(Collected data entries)
•••

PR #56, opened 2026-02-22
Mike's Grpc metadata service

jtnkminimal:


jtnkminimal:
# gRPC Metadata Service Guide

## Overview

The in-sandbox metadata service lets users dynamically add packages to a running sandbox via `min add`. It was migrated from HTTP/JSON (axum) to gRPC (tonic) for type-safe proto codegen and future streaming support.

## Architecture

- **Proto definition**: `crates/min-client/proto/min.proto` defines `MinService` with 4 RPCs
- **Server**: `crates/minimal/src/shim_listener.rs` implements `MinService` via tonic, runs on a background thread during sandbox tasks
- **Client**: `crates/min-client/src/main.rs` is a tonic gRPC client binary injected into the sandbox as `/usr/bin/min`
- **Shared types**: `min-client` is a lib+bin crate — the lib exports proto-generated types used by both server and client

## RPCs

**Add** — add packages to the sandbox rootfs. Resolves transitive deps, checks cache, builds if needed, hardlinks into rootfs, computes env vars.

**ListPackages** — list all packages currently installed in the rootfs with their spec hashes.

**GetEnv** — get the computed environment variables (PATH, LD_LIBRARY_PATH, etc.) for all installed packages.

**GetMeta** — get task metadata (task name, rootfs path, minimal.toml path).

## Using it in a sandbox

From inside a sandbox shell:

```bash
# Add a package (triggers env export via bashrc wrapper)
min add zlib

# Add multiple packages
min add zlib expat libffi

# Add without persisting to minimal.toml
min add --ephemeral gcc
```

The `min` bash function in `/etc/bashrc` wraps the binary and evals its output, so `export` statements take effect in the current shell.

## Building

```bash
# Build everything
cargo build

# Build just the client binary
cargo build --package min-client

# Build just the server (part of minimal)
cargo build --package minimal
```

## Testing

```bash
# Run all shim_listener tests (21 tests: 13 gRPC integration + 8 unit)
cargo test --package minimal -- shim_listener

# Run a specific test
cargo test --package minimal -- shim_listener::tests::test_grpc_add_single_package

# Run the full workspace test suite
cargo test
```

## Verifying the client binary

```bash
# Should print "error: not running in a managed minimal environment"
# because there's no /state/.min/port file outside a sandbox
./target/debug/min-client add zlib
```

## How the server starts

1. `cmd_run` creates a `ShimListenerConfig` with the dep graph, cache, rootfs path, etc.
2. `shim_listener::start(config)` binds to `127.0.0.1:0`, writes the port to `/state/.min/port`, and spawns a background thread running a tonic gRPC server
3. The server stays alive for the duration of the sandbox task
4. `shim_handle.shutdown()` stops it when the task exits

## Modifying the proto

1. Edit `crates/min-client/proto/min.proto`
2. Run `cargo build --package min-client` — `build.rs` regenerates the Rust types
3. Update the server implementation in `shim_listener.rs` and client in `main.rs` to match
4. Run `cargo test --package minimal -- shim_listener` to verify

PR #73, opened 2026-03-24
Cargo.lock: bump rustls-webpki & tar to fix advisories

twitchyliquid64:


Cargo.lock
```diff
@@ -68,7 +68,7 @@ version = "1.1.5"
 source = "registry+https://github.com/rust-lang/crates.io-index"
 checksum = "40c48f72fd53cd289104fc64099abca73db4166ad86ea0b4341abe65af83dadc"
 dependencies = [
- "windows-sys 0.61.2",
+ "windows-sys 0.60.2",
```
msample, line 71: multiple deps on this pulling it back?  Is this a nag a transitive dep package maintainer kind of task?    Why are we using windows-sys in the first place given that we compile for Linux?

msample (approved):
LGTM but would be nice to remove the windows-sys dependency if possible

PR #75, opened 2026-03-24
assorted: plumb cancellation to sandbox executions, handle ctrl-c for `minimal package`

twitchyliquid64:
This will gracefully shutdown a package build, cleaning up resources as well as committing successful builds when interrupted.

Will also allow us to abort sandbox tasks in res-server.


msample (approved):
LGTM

•••

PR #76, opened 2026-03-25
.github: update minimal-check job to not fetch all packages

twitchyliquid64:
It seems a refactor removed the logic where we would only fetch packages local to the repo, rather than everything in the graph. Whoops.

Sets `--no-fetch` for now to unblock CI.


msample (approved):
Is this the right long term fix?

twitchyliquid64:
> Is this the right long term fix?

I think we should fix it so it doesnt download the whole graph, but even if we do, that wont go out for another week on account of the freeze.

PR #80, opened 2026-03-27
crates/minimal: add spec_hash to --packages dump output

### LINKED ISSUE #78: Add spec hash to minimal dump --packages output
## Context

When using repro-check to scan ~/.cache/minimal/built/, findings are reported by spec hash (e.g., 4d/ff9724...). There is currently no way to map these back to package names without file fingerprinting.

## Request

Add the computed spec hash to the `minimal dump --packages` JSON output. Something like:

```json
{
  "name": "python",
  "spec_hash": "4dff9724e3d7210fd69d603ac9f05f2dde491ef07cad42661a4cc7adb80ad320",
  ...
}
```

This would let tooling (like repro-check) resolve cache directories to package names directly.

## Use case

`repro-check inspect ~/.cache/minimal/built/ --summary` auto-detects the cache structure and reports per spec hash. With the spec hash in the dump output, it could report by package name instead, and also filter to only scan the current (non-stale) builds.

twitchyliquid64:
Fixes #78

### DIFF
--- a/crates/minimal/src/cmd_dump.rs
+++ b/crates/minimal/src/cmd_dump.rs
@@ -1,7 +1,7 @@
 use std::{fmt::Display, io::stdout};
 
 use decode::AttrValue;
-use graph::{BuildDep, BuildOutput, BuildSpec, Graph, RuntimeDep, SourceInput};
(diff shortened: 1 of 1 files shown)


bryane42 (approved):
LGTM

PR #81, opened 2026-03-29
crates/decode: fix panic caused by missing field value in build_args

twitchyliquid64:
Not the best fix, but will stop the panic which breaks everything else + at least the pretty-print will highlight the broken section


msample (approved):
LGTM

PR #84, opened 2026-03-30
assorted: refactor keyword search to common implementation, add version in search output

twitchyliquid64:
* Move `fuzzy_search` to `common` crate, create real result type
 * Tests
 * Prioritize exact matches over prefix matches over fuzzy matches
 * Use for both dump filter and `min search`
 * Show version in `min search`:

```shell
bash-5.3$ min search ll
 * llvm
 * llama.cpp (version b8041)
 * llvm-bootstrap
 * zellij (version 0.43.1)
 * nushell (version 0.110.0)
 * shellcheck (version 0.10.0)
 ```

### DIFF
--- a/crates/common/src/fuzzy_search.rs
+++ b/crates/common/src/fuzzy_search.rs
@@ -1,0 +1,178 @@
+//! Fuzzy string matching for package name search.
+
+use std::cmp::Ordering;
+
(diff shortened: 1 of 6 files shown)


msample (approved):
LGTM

•••

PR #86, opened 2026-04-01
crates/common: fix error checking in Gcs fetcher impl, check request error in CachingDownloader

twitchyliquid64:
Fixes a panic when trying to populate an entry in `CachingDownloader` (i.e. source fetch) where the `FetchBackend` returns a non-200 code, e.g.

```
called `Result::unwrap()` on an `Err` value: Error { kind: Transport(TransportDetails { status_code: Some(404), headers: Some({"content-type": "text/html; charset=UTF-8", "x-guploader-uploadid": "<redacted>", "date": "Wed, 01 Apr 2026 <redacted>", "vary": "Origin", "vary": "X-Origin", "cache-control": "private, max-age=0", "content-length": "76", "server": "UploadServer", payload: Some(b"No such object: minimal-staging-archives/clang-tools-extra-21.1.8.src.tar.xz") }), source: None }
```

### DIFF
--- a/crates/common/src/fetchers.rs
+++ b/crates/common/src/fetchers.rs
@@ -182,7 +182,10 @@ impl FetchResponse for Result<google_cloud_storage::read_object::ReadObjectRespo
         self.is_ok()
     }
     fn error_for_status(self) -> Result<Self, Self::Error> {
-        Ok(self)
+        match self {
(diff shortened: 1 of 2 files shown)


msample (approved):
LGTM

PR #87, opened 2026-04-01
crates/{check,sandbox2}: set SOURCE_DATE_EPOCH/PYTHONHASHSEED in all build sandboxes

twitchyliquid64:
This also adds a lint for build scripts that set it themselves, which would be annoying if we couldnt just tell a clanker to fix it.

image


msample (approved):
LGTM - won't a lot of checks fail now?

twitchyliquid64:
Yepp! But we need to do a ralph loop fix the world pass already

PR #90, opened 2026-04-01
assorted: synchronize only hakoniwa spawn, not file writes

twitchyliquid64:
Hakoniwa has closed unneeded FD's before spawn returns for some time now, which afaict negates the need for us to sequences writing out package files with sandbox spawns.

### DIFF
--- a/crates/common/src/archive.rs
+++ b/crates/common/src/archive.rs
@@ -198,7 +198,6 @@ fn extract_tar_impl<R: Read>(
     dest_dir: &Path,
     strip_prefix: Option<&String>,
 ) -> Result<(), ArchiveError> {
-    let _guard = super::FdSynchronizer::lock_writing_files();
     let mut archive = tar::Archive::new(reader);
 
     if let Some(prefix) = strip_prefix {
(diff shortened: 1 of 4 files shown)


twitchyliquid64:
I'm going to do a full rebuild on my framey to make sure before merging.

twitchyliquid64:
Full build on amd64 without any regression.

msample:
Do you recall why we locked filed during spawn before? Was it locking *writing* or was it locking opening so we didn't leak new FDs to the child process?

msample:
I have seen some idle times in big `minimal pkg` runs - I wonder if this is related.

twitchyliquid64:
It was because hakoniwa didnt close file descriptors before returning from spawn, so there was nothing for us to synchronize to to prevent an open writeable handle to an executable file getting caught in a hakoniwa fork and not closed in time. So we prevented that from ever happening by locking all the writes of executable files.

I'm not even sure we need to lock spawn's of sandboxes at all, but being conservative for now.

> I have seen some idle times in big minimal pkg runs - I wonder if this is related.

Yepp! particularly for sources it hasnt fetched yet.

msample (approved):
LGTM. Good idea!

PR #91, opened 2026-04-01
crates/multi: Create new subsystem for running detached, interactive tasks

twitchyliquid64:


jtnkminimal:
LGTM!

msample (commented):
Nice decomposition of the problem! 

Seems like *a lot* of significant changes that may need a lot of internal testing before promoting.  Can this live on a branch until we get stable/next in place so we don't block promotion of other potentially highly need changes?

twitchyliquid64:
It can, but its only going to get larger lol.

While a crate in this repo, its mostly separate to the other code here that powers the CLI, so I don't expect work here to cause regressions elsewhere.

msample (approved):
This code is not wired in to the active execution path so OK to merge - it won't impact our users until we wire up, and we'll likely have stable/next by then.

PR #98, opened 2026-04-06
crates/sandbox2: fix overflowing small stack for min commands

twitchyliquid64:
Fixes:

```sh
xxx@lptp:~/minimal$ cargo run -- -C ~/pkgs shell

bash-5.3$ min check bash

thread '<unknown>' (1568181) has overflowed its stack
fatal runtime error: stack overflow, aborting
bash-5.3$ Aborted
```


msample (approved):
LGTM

•••

**WHAT TO WORK ON**
All that belongs in your answer is the stretch of entries above from the line with "PR #56, opened 2026-02-22" through the line with "computes env vars.", printed exactly.

**RESULT OF THE EXERCISE**
PR #56, opened 2026-02-22
Mike's Grpc metadata service

jtnkminimal:


jtnkminimal:
# gRPC Metadata Service Guide

## Overview

The in-sandbox metadata service lets users dynamically add packages to a running sandbox via `min add`. It was migrated from HTTP/JSON (axum) to gRPC (tonic) for type-safe proto codegen and future streaming support.

## Architecture

- **Proto definition**: `crates/min-client/proto/min.proto` defines `MinService` with 4 RPCs
- **Server**: `crates/minimal/src/shim_listener.rs` implements `MinService` via tonic, runs on a background thread during sandbox tasks
- **Client**: `crates/min-client/src/main.rs` is a tonic gRPC client binary injected into the sandbox as `/usr/bin/min`
- **Shared types**: `min-client` is a lib+bin crate — the lib exports proto-generated types used by both server and client

## RPCs

**Add** — add packages to the sandbox rootfs. Resolves transitive deps, checks cache, builds if needed, hardlinks into rootfs, computes env vars.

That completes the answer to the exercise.